Je mehr sich die USA im Ukrainekonflikt als Kriegspartei gebärden, desto schärfer verurteilt die öffentliche Meinung kritische Stimmen als unangebracht, unpatriotisch oder gar unmoralisch. Putins Angriffskrieg hat die US-Friedensbewegung fast ganz zum Verstummen gebracht. Wer will schon das Recht auf Selbstverteidigung, auch auf bewaffnete Selbstverteidigung, der bedrängten Ukrainer:innen bestreiten?

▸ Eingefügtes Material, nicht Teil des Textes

PR #655, opened 2024-11-12
IR-5464: Feature flag names as unique ids

Rezmason:
Feature flags were getting duplicated in rare circumstances (related to how quickly a user changed a feature flag in the admin panel). We now assign flag IDs to the id field of the table, guaranteeing uniqueness.

https://tsu.atlassian.net/browse/IR-5464

### DIFF
--- a/packages/server-core/src/setting/feature-flag-setting/migrations/20241105001200_primary_flagNames.ts
+++ b/packages/server-core/src/setting/feature-flag-setting/migrations/20241105001200_primary_flagNames.ts
@@ -1,0 +1,109 @@
+/*
+CPAL-1.0 License
+
+The contents of this file are subject to the Common Public Attribution License
+Version 1.0. (the "License"); you may not use this file except in compliance
+with the License. You may obtain a copy of the License at
+https://github.com/ir-engine/ir-engine/blob/dev/LICENSE.
+The License is based on the Mozilla Public License Version 1.1, but Sections 14
+and 15 have been added to cover use of software over a computer network and 
+provide for limited attribution for the Original Developer. In addition, 
+Exhibit A has been modified to be consistent with Exhibit B.
+
+Software distributed under the License is distributed on an "AS IS" basis,
+WITHOUT WARRANTY OF ANY KIND, either express or implied. See the License for the
+specific language governing rights and limitations under the License.
+
+The Original Code is Infinite Reality Engine.
+
+The Original Developer is the Initial Developer. The Initial Developer of the
+Original Code is the Infinite Reality Engine team.
+
+All portions of the code written by the Infinite Reality Engine team are Copyright © 2021-2023 
+Infinite Reality Engine. All Rights Reserved.
+*/
+
+import {
+  FeatureFlagSettingType,
+  featureFlagSettingPath
+} from '@ir-engine/common/src/schemas/setting/feature-flag-setting.schema'
+import type { Knex } from 'knex'
+import { v4 as uuidv4 } from 'uuid'
+
+type OldFeatureFlagSettingType = FeatureFlagSettingType & {
+  flagName: string
+}
+
+/**
+ * @param { import("knex").Knex } knex
+ * @returns { Promise<void> }
+ */
+export async function up(knex: Knex): Promise<void> {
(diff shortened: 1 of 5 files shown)


Rezmason:
Aw dang! This fails to rollback. Something about foreign keys? 😢

```
alter table `feature-flag-setting` drop foreign key `feature_flag_setting_userid_foreign` - 
ER_CANT_DROP_FIELD_OR_KEY: Can't DROP FOREIGN KEY `feature_flag_setting_userid_foreign`;
check that it exists
```

Do I need to do something like this in my migration?
```JS
table.foreign('userId').references('id').inTable('user').onDelete('SET NULL').onUpdate('CASCADE')
```

barankyle:
> Aw dang! This fails to rollback. Something about foreign keys? 😢
> 
> ```
> alter table `feature-flag-setting` drop foreign key `feature_flag_setting_userid_foreign` - 
> ER_CANT_DROP_FIELD_OR_KEY: Can't DROP FOREIGN KEY `feature_flag_setting_userid_foreign`;
> check that it exists
> ```
> 
> Do I need to do something like this in my migration?
> 
> ```js
> table.foreign('userId').references('id').inTable('user').onDelete('SET NULL').onUpdate('CASCADE')
> ```

This might be avoided by adding this line as the first line of the `down` function:

`await knex.raw('SET FOREIGN_KEY_CHECKS=0')`

and then as the last line of that function insert

`await knex.raw('SET FOREIGN_KEY_CHECKS=1')`

Rezmason:
> This might be avoided by adding this line as the first line of the `down` function:
> 
> `await knex.raw('SET FOREIGN_KEY_CHECKS=0')`
> 
> and then as the last line of that function insert
> 
> `await knex.raw('SET FOREIGN_KEY_CHECKS=1')`

Yes, and,

I was also declaring the `uuid` field improperly. I should have done this:
```TS
table.uuid('userId', 36).collate('utf8mb4_bin').nullable().index()
```

but because it wouldn't compile, I instead did this:
```TS
table.uuid('userId'.nullable()
```
—thinking that it was due to the difference between `alterTable` and `createTable`. I was wrong! And to get the first one to compile, I just had to prefix it with `//@ts-ignore` like in the earlier migration.

`dev-reinit`, `migrate:rollback` and `migrate` all run happily now. Just dev tested this and one other fix. Ready for review, for real!

packages/server-core/src/setting/feature-flag-setting/migrations/20241105001200_primary_flagNames.ts
```diff
@@ -0,0 +1,144 @@
...
+  await knex.raw('SET FOREIGN_KEY_CHECKS=0')
+
+  migrateUp: {
+    const flagNameColumnExists = await knex.schema.hasColumn(featureFlagSettingPath, 'flagName')
+
+    if (!flagNameColumnExists) {
+      break migrateUp
+    }
+
+    const oldRows = await knex.select<OldFeatureFlagSettingType[]>().from(featureFlagSettingPath)
```
HexaField, line 53: rather than persisting the data in memory and recreating the table, we can just migrate the columns in question. @hanzlamateen do you have any opinions on this?

HexaField (changes requested):

packages/server-core/src/setting/feature-flag-setting/migrations/20241105001200_primary_flagNames.ts
hanzlamateen: Yes @Rezmason, I think we can use alter table. And then makes the updates. renameColumn and dropColumn.

Reference:
https://github.com/theinfinitereality/irpro-multitenancy/blob/97dfa0194905d9e87e3a354d17517a274632b243/services/account/account-slug-generator/migrations/20240919180000_rename_customerId.ts#L14

https://github.com/ir-engine/ir-engine/blob/b1995ec4135d23901f4f3cda15dddb55d67fa6ee/packages/server-core/src/matchmaking/match-instance/migrations/20230425043432_match-instance.ts#L43

hanzlamateen (changes requested):

PR #658, opened 2024-11-13
Run npm install before projectEventHooks call

barankyle:
## Summary

New projects may use dependencies that are not present in the core engine for their onInstall logic. We therefore need to run npm install before that so that those project-specific dependencies are installed on the pod running updateProject.

## References
closes #_insert number here_

### DIFF
--- a/packages/server-core/src/projects/project/project-helper.ts
+++ b/packages/server-core/src/projects/project/project-helper.ts
@@ -83,6 +83,7 @@ import { getFileKeysRecursive } from '../../media/storageprovider/storageProvide
 import { createStaticResourceHash } from '../../media/upload-asset/upload-asset.service'
 import logger from '../../ServerLogger'
 import { ServerState } from '../../ServerState'
+import { execPromise } from '../../util/execPromise'
 import { getContentType } from '../../util/fileUtils'
 import { getGitConfigData, getGitHeadData, getGitOrigHeadData } from '../../util/getGitData'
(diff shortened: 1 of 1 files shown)


packages/server-core/src/projects/project/project-helper.ts
```diff
@@ -1517,6 +1518,7 @@ export const updateProject = async (
     )
   }
   // run project install script
+  await execPromise(`npm install`, { cwd: appRootPath.path })
```
HexaField, line 1521: i wonder if instead of this, we should only do this after (or as part of) a successful build, since if the project hook relies on services it specifies, it would throw errors (that could result in worse problems)

barankyle: I may have slightly misidentified the problem in the description. The problem we're encountering is that projectEventHooks in the MT project imports a file that imports some AWS SDKs that are only in the MT project, not in the core engine. onInstall doesn't use them, nor is it calling any of the services that are part of the project, but the import itself fails because of those downstream missing dependencies. I didn't see that problem when I ran this branch on QAT.

HexaField: Yeah okay, I am identifying a whole class of issues we may run into in the future. This solution is a good stopgap for now.

HexaField (approved):

hanzlamateen (approved):

PR #660, opened 2024-11-13
IR-4723-Validate user during SSO sign-in process 

mshafiqmk:
## Summary
Added a message prompting users to use the signup page for GitHub, Google and Apple SSO authentication.

This prevents users from attempting to sign in through GitHub on the sign-in page, directing them to the appropriate signup process instead.

## References

[Jira Ticket 4723 ](https://tsu.atlassian.net/browse/IR-4723)
[MT-Project-PR 610](https://github.com/theinfinitereality/irpro-multitenancy/pull/610)


barankyle (approved):
I fixed a bug I'd found in Google login when I was testing.

I saw that validateSignInUser was checking against the email associated with the OAuth signin. I'm not 100% sure if every OAuth signin will have an email, or if there's any way for e.g. multiple GitHub accounts to have the same email. Neither is likely to be a problem, but I thought it was safer to instead search on the identity-provider's `token`, assembling that using getEntityQuery. It's guaranteed to return something, and it will definitely match one and only one existing identity-provider if it's there.

hanzlamateen (approved):

PR #161, opened 2022-12-02
Fix include_bytes! breakage

cmyr:
Instead of directly including these files, we now have a build script
that will copy the files into a build directory *if they exist*, and
will write an empty file in that location if they do not.

This ensures that include_bytes! always points to a file that exists,
which means that we will compile as a package.


rsheeter (approved):
Feels bad man. LGTM since working beats not working.

PR #162, opened 2022-12-04
STAT compilation improvements

cmyr:
- fixed a bug where we were calculating design_axis_count incorrectly
- add a custom constructor, to ensure elided_fallback_name_id is always present
- add a basic test case


dfrg (approved):
LGTM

Doch ist es wirklich unmoralisch, darauf hinzuweisen, dass auch der Ukrainekonflikt nicht militärisch gelöst werden kann und dass jeder Tag Krieg mehr Leid und Not bringt? Ist es unpatriotisch, die Rekordgewinne zu erwähnen, die die Militärhilfe an die Ukraine und die Aufrüstung in allen Nato-Ländern US-Konzernen wie Lockheed Martin und Raytheon noch jahrzehntelang einbringen werden? Ist es unangebracht, davor zu warnen, dass Waffen, die innert kürzester Zeit und in grossen Mengen in ein Kriegsgebiet geliefert werden, wie damals in Afghanistan sehr oft in den falschen Händen landen? Illegaler Waffenhandel und -schmuggel sind ein Problem, das wegen der Globalisierung und der Privatisierung des Kriegsgeschäfts, wegen internationalen Söldnertums und undurchsichtiger Sicherheitsunternehmen ständig akuter wird.

Solche pazifistischen Bedenken sind derzeit kaum salonfähig, aber sie sind auch nicht unsolidarisch. Wer die Souveränität der Ukraine verteidigen will, darf auch die Zeit nach dem Krieg nicht aus den Augen verlieren.